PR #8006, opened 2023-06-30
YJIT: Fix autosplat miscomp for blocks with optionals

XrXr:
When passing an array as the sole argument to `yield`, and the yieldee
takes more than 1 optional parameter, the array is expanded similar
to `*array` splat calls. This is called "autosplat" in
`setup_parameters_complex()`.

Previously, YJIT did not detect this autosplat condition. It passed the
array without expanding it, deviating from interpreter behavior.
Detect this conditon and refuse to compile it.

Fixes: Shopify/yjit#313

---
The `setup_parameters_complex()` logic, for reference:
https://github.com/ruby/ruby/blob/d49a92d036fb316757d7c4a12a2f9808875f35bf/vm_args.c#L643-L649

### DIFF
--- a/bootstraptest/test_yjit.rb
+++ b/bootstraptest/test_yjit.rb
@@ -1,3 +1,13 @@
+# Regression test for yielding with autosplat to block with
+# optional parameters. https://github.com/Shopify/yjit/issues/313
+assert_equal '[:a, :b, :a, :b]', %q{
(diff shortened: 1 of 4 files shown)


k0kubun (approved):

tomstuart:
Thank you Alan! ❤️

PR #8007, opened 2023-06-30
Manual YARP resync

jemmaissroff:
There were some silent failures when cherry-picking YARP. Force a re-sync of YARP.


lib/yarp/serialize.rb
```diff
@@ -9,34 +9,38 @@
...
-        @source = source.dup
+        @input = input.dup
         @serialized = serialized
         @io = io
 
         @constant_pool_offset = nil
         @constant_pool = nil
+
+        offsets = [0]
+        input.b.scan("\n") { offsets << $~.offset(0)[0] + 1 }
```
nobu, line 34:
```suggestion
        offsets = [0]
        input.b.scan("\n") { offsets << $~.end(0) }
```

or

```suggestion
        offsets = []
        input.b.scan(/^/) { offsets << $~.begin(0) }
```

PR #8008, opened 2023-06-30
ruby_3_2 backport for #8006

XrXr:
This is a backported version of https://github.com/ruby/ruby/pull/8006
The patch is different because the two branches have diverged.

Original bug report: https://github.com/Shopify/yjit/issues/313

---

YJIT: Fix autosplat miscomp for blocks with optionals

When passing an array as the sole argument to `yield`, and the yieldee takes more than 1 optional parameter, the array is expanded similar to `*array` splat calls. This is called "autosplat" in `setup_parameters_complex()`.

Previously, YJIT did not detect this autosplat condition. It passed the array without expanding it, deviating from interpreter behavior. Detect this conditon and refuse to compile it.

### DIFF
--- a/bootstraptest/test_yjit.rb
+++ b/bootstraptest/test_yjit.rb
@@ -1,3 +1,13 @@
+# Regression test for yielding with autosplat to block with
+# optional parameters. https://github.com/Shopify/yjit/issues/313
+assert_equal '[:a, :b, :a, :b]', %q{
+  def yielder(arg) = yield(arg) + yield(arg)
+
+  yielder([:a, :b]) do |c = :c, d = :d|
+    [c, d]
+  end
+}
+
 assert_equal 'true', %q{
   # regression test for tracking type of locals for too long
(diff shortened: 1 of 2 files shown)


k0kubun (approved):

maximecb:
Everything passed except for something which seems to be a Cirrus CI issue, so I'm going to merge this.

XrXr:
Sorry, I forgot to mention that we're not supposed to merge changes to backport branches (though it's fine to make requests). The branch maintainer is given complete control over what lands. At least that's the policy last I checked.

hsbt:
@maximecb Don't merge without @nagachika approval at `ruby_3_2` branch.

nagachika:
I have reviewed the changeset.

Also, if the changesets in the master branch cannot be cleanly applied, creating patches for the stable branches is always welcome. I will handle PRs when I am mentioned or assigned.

* * *

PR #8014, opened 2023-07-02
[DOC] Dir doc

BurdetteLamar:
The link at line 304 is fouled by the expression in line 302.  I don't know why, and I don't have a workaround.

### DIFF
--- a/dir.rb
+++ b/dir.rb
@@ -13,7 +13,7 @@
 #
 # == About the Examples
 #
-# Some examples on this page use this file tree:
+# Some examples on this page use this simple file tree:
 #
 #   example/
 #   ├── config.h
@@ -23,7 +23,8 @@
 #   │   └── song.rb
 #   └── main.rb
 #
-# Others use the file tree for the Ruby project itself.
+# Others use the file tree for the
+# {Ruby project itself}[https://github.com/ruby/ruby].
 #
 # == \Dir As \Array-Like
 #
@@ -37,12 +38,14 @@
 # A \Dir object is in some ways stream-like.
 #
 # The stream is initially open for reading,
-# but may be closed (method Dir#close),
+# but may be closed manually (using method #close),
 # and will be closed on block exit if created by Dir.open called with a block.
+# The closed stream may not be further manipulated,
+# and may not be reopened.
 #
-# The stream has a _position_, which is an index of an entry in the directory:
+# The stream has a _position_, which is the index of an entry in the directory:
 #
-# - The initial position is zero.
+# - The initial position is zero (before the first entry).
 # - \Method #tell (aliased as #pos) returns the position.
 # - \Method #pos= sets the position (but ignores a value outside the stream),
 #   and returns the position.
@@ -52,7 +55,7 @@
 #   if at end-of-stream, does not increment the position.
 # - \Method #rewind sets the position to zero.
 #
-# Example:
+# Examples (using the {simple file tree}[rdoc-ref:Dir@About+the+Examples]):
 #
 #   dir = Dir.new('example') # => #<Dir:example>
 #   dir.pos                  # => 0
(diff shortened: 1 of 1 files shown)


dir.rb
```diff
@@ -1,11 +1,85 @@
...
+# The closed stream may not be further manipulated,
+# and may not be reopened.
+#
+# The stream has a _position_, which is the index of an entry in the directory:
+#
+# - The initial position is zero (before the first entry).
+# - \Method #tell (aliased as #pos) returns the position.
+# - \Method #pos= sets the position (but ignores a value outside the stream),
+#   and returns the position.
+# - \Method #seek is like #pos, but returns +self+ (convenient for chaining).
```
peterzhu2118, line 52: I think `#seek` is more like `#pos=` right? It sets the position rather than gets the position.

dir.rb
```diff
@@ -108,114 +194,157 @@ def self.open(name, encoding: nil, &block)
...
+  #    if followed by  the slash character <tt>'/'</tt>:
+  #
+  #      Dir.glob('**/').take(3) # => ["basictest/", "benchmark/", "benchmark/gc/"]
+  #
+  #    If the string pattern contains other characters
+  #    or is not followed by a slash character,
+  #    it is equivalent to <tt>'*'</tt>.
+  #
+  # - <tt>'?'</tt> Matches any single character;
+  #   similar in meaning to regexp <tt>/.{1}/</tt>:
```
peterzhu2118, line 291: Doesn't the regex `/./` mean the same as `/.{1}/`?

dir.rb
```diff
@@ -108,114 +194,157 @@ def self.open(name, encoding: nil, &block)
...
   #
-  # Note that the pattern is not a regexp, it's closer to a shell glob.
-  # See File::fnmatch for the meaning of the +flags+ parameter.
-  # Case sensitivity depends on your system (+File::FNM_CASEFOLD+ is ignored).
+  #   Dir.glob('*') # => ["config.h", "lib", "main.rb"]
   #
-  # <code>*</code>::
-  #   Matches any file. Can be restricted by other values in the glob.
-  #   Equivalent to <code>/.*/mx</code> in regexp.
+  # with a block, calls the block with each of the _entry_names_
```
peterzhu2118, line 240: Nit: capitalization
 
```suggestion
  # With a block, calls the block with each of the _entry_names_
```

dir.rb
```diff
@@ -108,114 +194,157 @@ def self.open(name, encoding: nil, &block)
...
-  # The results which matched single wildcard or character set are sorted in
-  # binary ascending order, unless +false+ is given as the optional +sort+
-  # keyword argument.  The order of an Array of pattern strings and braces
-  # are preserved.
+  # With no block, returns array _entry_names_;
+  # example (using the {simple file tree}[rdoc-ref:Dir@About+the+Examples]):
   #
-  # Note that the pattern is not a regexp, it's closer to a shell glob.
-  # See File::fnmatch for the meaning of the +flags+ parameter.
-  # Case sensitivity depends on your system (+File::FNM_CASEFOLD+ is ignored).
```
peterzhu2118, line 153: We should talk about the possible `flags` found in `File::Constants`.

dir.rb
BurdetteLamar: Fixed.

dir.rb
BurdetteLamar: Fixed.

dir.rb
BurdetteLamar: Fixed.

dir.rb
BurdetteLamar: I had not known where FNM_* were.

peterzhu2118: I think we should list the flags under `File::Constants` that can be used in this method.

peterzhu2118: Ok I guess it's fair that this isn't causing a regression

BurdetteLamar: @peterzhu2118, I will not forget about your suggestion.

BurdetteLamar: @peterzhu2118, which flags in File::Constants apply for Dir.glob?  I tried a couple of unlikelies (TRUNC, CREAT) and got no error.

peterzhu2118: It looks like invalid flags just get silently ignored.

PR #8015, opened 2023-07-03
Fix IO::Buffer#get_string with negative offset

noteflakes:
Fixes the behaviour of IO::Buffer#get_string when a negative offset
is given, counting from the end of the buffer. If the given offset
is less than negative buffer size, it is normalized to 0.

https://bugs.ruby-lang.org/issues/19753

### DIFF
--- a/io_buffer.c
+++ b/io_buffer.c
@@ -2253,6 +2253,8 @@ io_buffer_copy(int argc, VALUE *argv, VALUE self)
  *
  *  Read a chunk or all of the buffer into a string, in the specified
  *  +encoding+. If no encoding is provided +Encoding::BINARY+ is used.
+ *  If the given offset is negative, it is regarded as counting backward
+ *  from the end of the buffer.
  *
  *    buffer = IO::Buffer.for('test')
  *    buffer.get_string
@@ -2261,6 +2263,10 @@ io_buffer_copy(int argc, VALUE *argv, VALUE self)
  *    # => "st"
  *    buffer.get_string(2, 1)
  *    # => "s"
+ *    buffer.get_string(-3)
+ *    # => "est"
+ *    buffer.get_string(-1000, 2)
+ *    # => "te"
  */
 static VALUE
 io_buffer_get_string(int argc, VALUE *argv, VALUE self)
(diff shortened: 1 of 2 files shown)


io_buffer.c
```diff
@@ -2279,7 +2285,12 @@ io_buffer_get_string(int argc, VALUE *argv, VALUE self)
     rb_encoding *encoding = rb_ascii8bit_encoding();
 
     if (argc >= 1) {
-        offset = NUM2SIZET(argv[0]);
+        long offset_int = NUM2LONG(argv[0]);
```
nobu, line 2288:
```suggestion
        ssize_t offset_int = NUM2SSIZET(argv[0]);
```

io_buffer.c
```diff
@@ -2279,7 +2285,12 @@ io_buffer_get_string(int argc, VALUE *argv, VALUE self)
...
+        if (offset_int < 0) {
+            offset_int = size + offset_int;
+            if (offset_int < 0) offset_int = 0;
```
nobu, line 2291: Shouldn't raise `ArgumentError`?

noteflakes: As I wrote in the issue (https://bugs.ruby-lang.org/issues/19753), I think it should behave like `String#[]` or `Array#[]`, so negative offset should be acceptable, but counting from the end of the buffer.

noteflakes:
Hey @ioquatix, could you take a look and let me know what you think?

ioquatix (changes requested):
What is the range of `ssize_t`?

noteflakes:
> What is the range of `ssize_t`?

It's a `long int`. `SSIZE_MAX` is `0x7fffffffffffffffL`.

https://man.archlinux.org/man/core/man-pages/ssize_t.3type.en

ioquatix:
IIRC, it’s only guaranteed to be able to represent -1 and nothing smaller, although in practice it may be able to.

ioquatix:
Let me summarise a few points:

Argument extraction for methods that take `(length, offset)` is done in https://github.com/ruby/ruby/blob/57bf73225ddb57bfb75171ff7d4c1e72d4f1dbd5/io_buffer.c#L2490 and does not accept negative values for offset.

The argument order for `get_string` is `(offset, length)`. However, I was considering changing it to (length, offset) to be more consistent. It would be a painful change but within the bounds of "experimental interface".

EXERCISE INSTRUCTIONS:
Go through the records above and, whenever a line includes the word "branches", copy it.

WRITTEN ANSWER:
The patch is different because the two branches have diverged.
Sorry, I forgot to mention that we're not supposed to merge changes to backport branches (though it's fine to make requests). The branch maintainer is given complete control over what lands. At least that's the policy last I checked.
Also, if the changesets in the master branch cannot be cleanly applied, creating patches for the stable branches is always welcome. I will handle PRs when I am mentioned or assigned.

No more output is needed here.